What is the process for k-NN classification?
- Choose k
- Compute distances from the new point to all training points
- Find the k closest neighbors
- Assign the most common class label or take the average.
What is a limitation of k-NN?
It is slow for large datasets.
List the main concepts of Supervised Learning.
- Uses labeled data
- Regression vs. Classification
- Linear Regression
- Decision Trees
- Random Forest
- k-NN
What is the goal of Linear Regression?
To find the best-fit line that represents the relationship between variables.
True or False: Decision Trees can overfit.
True
Fill in the blank: Random Forest is an army of _______.
[Decision Trees]
What is Unsupervised Learning?
Unsupervised learning is a machine learning approach where the model learns patterns, structures, or groupings in the data without labeled outputs.
Key characteristics include working with unlabelled data, finding hidden structures, and being used for clustering and dimensionality reduction.
What are the key characteristics of Unsupervised Learning?
- Works with unlabelled data (no predefined categories)
- Finds hidden structures in data
- Used for clustering & dimensionality reduction
Example: Grouping similar books in an unorganized library.
What is Clustering?
Clustering is a method in unsupervised learning that groups similar data points together.
Within a cluster, data points are similar; in different clusters, they are dissimilar.
Why is Clustering used?
- Data Reduction
- Outlier Detection
- Data Segmentation
Clustering helps summarize large datasets, identifies unusual patterns, and groups customers by behavior.
What are some real-world applications of Clustering?
- Social Network Analysis
- Image Segmentation
- Data Annotation
Examples include grouping users based on interests and dividing images for medical imaging.
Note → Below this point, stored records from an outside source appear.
PR #362, opened 2019-05-23
v1.15 changelog

CatGarab:
Adding changelog notes for v1.15

Also updating a lot of the old links to point to their particular version of the docs, rather than `latest`. Doing this because the upcoming doc re-org will invalidate a lot of the links and I'd like for us to still point to something, rather than having a bunch of 404s


CatGarab:
[1.15 changelog](https://trello.com/c/nnq5lm9N/908-115-changelog)

PR #368, opened 2019-05-29
Fixing intermittently failing CI tests

CatGarab:
We have a few unit tests that fail periodically. This PR attempts to fix them

- Updating boot vars tests to use a randomly generated temporary directory rather than just `/tmp`
- Updating boot var tests to add a little time between setting a variable and then fetching it
- Expanding the delay for the iMTQ watchdog tests
- Making all CBOR doc examples `no_run`
- Tweaking the way we change the current directory for running apps
- Adding retry logic to the app service test setup

### DIFF
--- a/tools/ci_c.py
+++ b/tools/ci_c.py
@@ -43,6 +43,7 @@ def build(dir):
 
 def run_test(dir):
     build_dir = "build"
+    os.environ["CTEST_OUTPUT_ON_FAILURE"] = "1"
     subprocess.run(["make", "test"], cwd=build_dir, check=True)
 
 def test(dir):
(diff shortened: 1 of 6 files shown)


CatGarab:
[Fix unit tests for CI](https://trello.com/c/5jN7P97i/756-fix-unit-tests-for-ci)

tools/ci_c.py
```diff
@@ -43,6 +43,7 @@ def build(dir):
 
 def run_test(dir):
     build_dir = "build"
+    os.environ["CTEST_OUTPUT_ON_FAILURE"] = "1"
```
plauche: Does this actually fix a test or is this for debugging?

CatGarab: This is for debugging, however I'd like to leave it in. It only prints out extra stuff when something fails and is required in order to find out what the actual failure is

PR #369, opened 2019-05-29
Initial implementation of insertBulk for the telemetry db service

marshall:
This initial version can insert multiple entries with an optional timestamp per-entry, an optional top level timestamp, or using system time (the default behavior). Included an initial unit test

/cc @plauche @CatGarab for 👀  and feedback on the API


marshall:
[Bulk Inserts for Telem DB service to improve input performance](https://trello.com/c/hoeATk0B/707-bulk-inserts-for-telem-db-service-to-improve-input-performance)

apis/telemetry-db-api/src/models.rs
```diff
@@ -17,19 +17,11 @@
...
+#[derive(Debug, Queryable, Serialize, Deserialize, Insertable)]
+#[table_name = "telemetry"]
 pub struct Entry {
     pub timestamp: f64,
     pub subsystem: String,
     pub parameter: String,
     pub value: String,
 }
-
-#[derive(Insertable)]
```
plauche: :+1: Nice that we could collapse this into one model.

services/telemetry-service/src/main.rs
```diff
@@ -204,6 +204,7 @@
 
 #[macro_use]
 extern crate juniper;
+extern crate time;
```
CatGarab: nit: we're using Rust 2018 edition, which no longer requires that crates be declared like this

services/telemetry-service/tests/test_insert.rs
```diff
@@ -269,3 +269,69 @@ fn test_insert_current_timestamp() {
     let difference = (now - timestamp).abs();
     assert!(difference < 1.0);
 }
+
+#[test]
+fn test_insert_bulk() {
```
CatGarab: Need more unit tests:
- Inserting with a top-level timestamp
- Inserting where at least one entry has its own timestamp

services/telemetry-service/src/main.rs
marshall: I'm elated to find out this is a thing

marshall:
Updated with docs, and an update to the telemetry DB benchmark to include both API and GQL bulk insert.

Benchmark results for me locally on a Macbook Pro 6-core 2.2GHz i7 w/ 32GB RAM:
```
+----------------------------+------------------+----------+
| NAME                       | Avg us per-entry | Total us |
+----------------------------+------------------+----------+
| DB API insert (local)      | 541              | 541815   |
+----------------------------+------------------+----------+
| DB API insert_bulk (local) | 39               | 39005    |
+----------------------------+------------------+----------+
| GQL insert (remote)        | 2570             | 2570391  |
+----------------------------+------------------+----------+
| GQL insertBulk (remote)    | 354              | 354878   |
+----------------------------+------------------+----------+
| UDP insert (remote)        | 69               | 69865    |
+----------------------------+------------------+----------+
```

PR #370, opened 2019-05-29
Adding udp passthrough to comms service.

plauche:
UDP pass through is implemented one way from ground to flight services. We are currently assuming that any responses will be passed through the downlink port.


plauche:
[UDP passthrough for Comms Service](https://trello.com/c/JxI44SHM/689-udp-passthrough-for-comms-service)

plauche:
@CatGarab agreed about updating the doc, do you mind if I split that into a new task (https://trello.com/c/IRYZz7iS/932-update-comms-service-doc-to-reflect-new-udp-passthrough-method) and address that in the docs re-org effort, rather than intro docs merge conflicts in master?

PR #372, opened 2019-05-30
Modifying file-service to allow configurable downlink ip/port

plauche:


plauche:
[File service: Non-default destination IP/port](https://trello.com/c/DWWqPJr0/693-file-service-non-default-destination-ip-port)

CatGarab:
Why did all the multi-client tests get removed?

CatGarab:
What's the benefit of forcing the user to configure `downlink_port`?

clients/kubos-file-client/src/main.rs
```diff
@@ -164,10 +183,16 @@ fn main() {
...
-                .short("h")
+                .short("-h")
                 .takes_value(true)
                 .default_value("0.0.0.0"),
         )
+        .arg(
+            Arg::with_name("host_port")
+                .short("-P")
+                .takes_value(true)
+                .default_value("8000"),
```
CatGarab: If the service is going to require the user to manually define the `downlink_port` value, then it should also be a required arg here

docs/services/file.rst
```diff
@@ -169,6 +169,8 @@ defined in the system's :doc:`config.toml <../services/service-config>` file:
           in bytes.
         - ``hold_count`` - `Default: 5.` The number of times the protocol waits for
           a new message before ending the transaction.
+        - ``downlink_ip`` - `Default: 127.0.0.1` The IP address that the file service responds to.
+        - ``downlink_port`` - `Required` The port that the file service responds to.
```
CatGarab: I'd prefer that `downlink_ip` and `downlink_port` either both be required or both be optional

services/file-service/src/lib.rs
```diff
@@ -50,6 +50,14 @@ pub fn recv_loop(config: &ServiceConfig) -> Result<(), failure::Error> {
         None => 5,
     } as u16;
 
+    let downlink_port = config.get("downlink_port").unwrap().as_integer().unwrap() as u16;
```
CatGarab: I'm okay with this panicking, but throw a descriptive error so that it's easy to see the problem

services/file-service/src/lib.rs
```diff
@@ -93,17 +101,24 @@ pub fn recv_loop(config: &ServiceConfig) -> Result<(), failure::Error> {
             let (sender, receiver): (Sender<serde_cbor::Value>, Receiver<serde_cbor::Value>) =
                 mpsc::channel();
             threads.lock().unwrap().insert(channel_id, sender.clone());
+
             // Break the processing work off into its own thread so we can
             // listen for requests from other clients
             let shared_threads = threads.clone();
+            let downlink_ip_ref = downlink_ip.to_owned();
```
CatGarab: It would be more convenient if the downlink IP was derived from `source` (if `downlink_ip` stays optional)

CatGarab:
I got the file client to work with my VM, but I had to update my Vagrantfile in order to expose my machine with a [public network](https://www.vagrantup.com/docs/networking/public_network.html#static-ip). Without it, my host machine was doing dynamic port forwarding...or something...so the host port that I defined for the file client wasn't the actual port being used.

The line I added looks like this:
```
config.vm.network "public_network", ip: "168.168.2.30", bridge: "Intel(R) Ethernet Connection I219-V"
```

Where `168.168.2.*` is the network I defined for my BBB and ethernet adapter

plauche:
@CatGarab to answer both of your questions - This change is made to make the file service functional again over the communications service. Under the current design, Udp packets sent from ground -> flight are handled in individual, temporary passthrough threads. Udp packets sent from flight -> ground are all passed through the comm service's UDP downlink port.

This design requires the file service to have the ability to send data to a fixed port, while receiving data on a separate fixed port, hence the configuring of `downlink_port`.

The multi-client tests went away because it was too much trouble to create a test environment where multiple clients could co-exist on the same system while listening for data on the same port. This limitation would not exist in the real-life scenario of multiple ground stations, as the separate systems could all have one file client listening on the same port.

services/file-service/src/lib.rs
```diff
@@ -50,6 +50,23 @@ pub fn recv_loop(config: &ServiceConfig) -> Result<(), failure::Error> {
...
+
+    let downlink_ip = config
+        .get("downlink_ip")
+        .expect("Downlink IP not found")
+        .as_str()
+        .and_then(|str| Some(str.to_owned()))
+        .expect("Downlink IP not found");
+
+    info!(
+        "Starting file transfer service at {}:{}",
```
CatGarab: Break this into two messages:
- The IP and port the file service is listening on
- The IP and port the file service is downlinking to

clients/kubos-file-client/README.rst
```diff
@@ -21,6 +21,7 @@ Required arguments:
         - ``download`` - Transfer ``source-file`` on the remote target to ``target-file`` location
                        on the local host
     - ``source-file`` - The file to be transferred. May be a relative or absolute path.
+    - ``P {host_port}`` - The UDP port that the file transfer service will send responses to.
```
CatGarab: nit: `-P`

docs/tutorials/file-transfer.rst
```diff
@@ -50,6 +50,7 @@ Optional arguments:
       If not specified, the root file name from ``source-file`` will be used and the file will be
       placed in the current directory of the destination.
     - ``-h {host IP}`` - Default: `0.0.0.0`. IP address of the local host to use.
+    - ``-P {host port}`` - Default: `8000`. UDP port of the local host to listen on.
```
CatGarab: This arg is required, right?

You'll also need to update the example commands in this tutorial to add the `-P` argument to all of them

PR #381, opened 2019-06-06
Locking version of breathe until we fully migrate to Python3

CatGarab:
When I tried to regenerate our Docker image, it failed because the latest version of `breathe` only supports Python3. I have locked it at the last Python2.7-friendly version and created a couple cards to migrate everything to Python3 in the future.

There are two other lines which I added while messing with things that I would like to leave in:
- Upgrading pip to the latest version - This is just because the default version is super old
- Upgrade setuptools to the latest version - I ran into issues when installing `sphinxcontrib-plantuml` for Python3. It threw a really weird (non-obvious) error. A google search led me to conclude that `setuptools` needed to be updated.

### DIFF
--- a/tools/dist/Dockerfile
+++ b/tools/dist/Dockerfile
@@ -1,4 +1,4 @@
-# kubos/kubos-dev:1.15.0
+# kubos/kubos-dev:1.15.1
 
 FROM phusion/baseimage:0.9.22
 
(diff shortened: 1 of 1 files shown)


CatGarab:
[Update xcompile toolchains](https://trello.com/c/UxUdvM2N/941-update-xcompile-toolchains)

CatGarab:
[Update xcompile toolchains](https://trello.com/c/UxUdvM2N/941-update-xcompile-toolchains)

What are the steps in Clustering?
- Define a distance metric to measure similarity
- Form clusters by grouping similar data points
- Maximize within-cluster similarity, minimize between-cluster similarity
Common distance metrics include Euclidean and Manhattan distances.
What is K-Means Clustering?
K-Means is a partition-based clustering algorithm that groups data into k clusters.
It is one of the most popular clustering algorithms.
How does K-Means Clustering work?
- Choose the number of clusters (k)
- Select k random points as initial centroids
- Assign each data point to the nearest centroid
- Recalculate centroids by finding the mean of each cluster
- Repeat until centroids stop changing
Example: Grouping customers into low, medium, and high spenders.
What is the Elbow Method in K-Means?
The Elbow Method involves plotting the Within-Cluster Sum of Squares (WCSS) and looking for the ‘elbow’ point where adding more clusters stops improving the fit significantly.
The bend in the curve indicates the optimal number of clusters (k).
What are the strengths of K-Means Clustering?
- Simple and efficient
- Works well for large datasets
K-Means is favored for its speed and ease of use.
What are the weaknesses of K-Means Clustering?
- Requires predefined k
- Sensitive to initialization
- Struggles with non-globular clusters
These limitations can affect the clustering results.